It’s that time of year!
By now if you haven’t heard about the release of a new, previously unreleased batch of lost recordings by legendary jazz musician John Coltrane, you’ve probably been living under something of a musical rock when it comes to jazz (no offense, but this is pretty big news in jazz circles). In short, the performances on this fine new archival release comes from a safety master tape given to Coltrane back in the day (and thankfully preserved and recently rediscovered by the powers that be involved with his estate). This recording is especially appealing for fans of the arguable “peak period” for this influential saxophonist, composer, arranger, bandleader and visionary.

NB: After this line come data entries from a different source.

PR #1594, opened 2022-08-19
Datadog integration

mjkim:
## Proposed changes

PR for datadog integration of RPC trace.

image

It is the same method as the existing newrelic integration, and it is controlled through environment variables.

If DD_TRACE_ENABLED is explicitly set to true, datadog trace works, and other environment variables supported by https://github.com/DataDog/dd-trace-go can be used as they are.

The additionally implemented DD_TRACE_HEADER_TAGS header is separated by , and the set header key and value are put into span.
(DD_TRACE_HEADER_TAGS is a header used in Python and Java implementations of datadog, but it is not implemented in Go, so it is additionally implemented.)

Recorded in one 1963 afternoon session by equally legendary engineer / producer Rudy Van Gelder, the music on Both Directions At Once: The Lost Album features what many regard as Coltrane’s “classic” quartet” including McCoy Tyner on Piano, Jimmy Garrison on Bass and Elvin Jones on Drums. Made during the same prolific year in which he released four albums (Duke Ellington & John Coltrane, Ballads, John Coltrane & Johnny Hartman and Impressions), the back story behind why this music got lost in the first place is something of a mystery (detailed in the liner notes) but it stands to reason that the volume of other releases issued that year, many leaning to more commercial territory in terms of popular appeal, may have contributed to it’s shelving.
Fortunately, these 1/4-inch analog master safety tapes were saved and they are a joy, presenting this well oiled group flying high and alive without a net, essentially warming up before they headed into New York for a concert performance. The quality of these recordings is very high, mastered by Kevin Reeves at Universal Music Mastering.
Generally the standard weight vinyl used on the Deluxe Edition vinyl two-LP set sounds fine — I say generally because mine has some minor (but still audible) surface noise issues. While the discs are well centered, it would have been nice if the label had gone that step further and put this out on at least 180-gram vinyl; admittedly, while heavy weight vinyl is no guarantee for quieter presentation of the music, depending on the production plant used, the chances are good that it might have mitigated some of the noise issues my copy of the album seemed to be having. Other than that, the music on Both Directions At Once: The Lost Album sounds pretty rich overall and the performances exemplary.
For those of you who enjoy streaming, the album is up on Tidal already and if you have the appropriate DAC with MQA converters, you can hear this music in 192 kHz, 24-bit fidelity and it generally sounds real good. Perhaps my only complaint on that front is that the cymbals sound a bit… well… swishy (if you will) in comparison to the cleaner-sounding and more naturally decaying strikes I am hearing on the LP version. I also notice a bit more depth to the instruments in general on the vinyl. This difference in sonic perspective could be due to any number of variables, not the least being (suspected on my part) bandwidth limiting by my ISP. This issue is not a big deal for casual listening at work on computer-grade speakers but for those of you looking for the best possible experience you might want to consider your options.
As far as the more complete listening experience goes, that also depends on your perspective. Personally I find the lovely die-cut gatefold album cover quite nicely done and complementary to the music — apparently as we learn in the liner notes it one of the titles Coltrane was perhaps considering for this music included the word “triangles”). Speaking of liner notes, they are extensive and — while curiously presented as one side of a large fold out poster — they are compelling including comments from the great and influential saxophonist Wayne Shorter. The vinyl and CD versions feature period-accurate orange Impulse records labels and the designers even included the trademark orange / black spine design, so your new LP will fits in perfectly in your collection alongside original albums in Coltrane’s catalog.
My favorite tunes thus far include the sort of latin flavored “Untitled Original 11386” and the lovely rendition of “Nature Boy.” “One Up, One Down” is pretty smokin’ too!
You can find Both Directions At Once: The Lost Album at Amazon both on single vinyl or as a two LP deluxe edition (containing all the known outtakes). And as I’ve mentioned the whole album is streaming on Tidal if you have a subscription to the service.
Anyway to get it, Both Directions At Once: The Lost Album is an exciting discovery and essential listen for Coltrane fans. I know that I’ll be keeping this in my “play” bin for quite some time, I can tell already.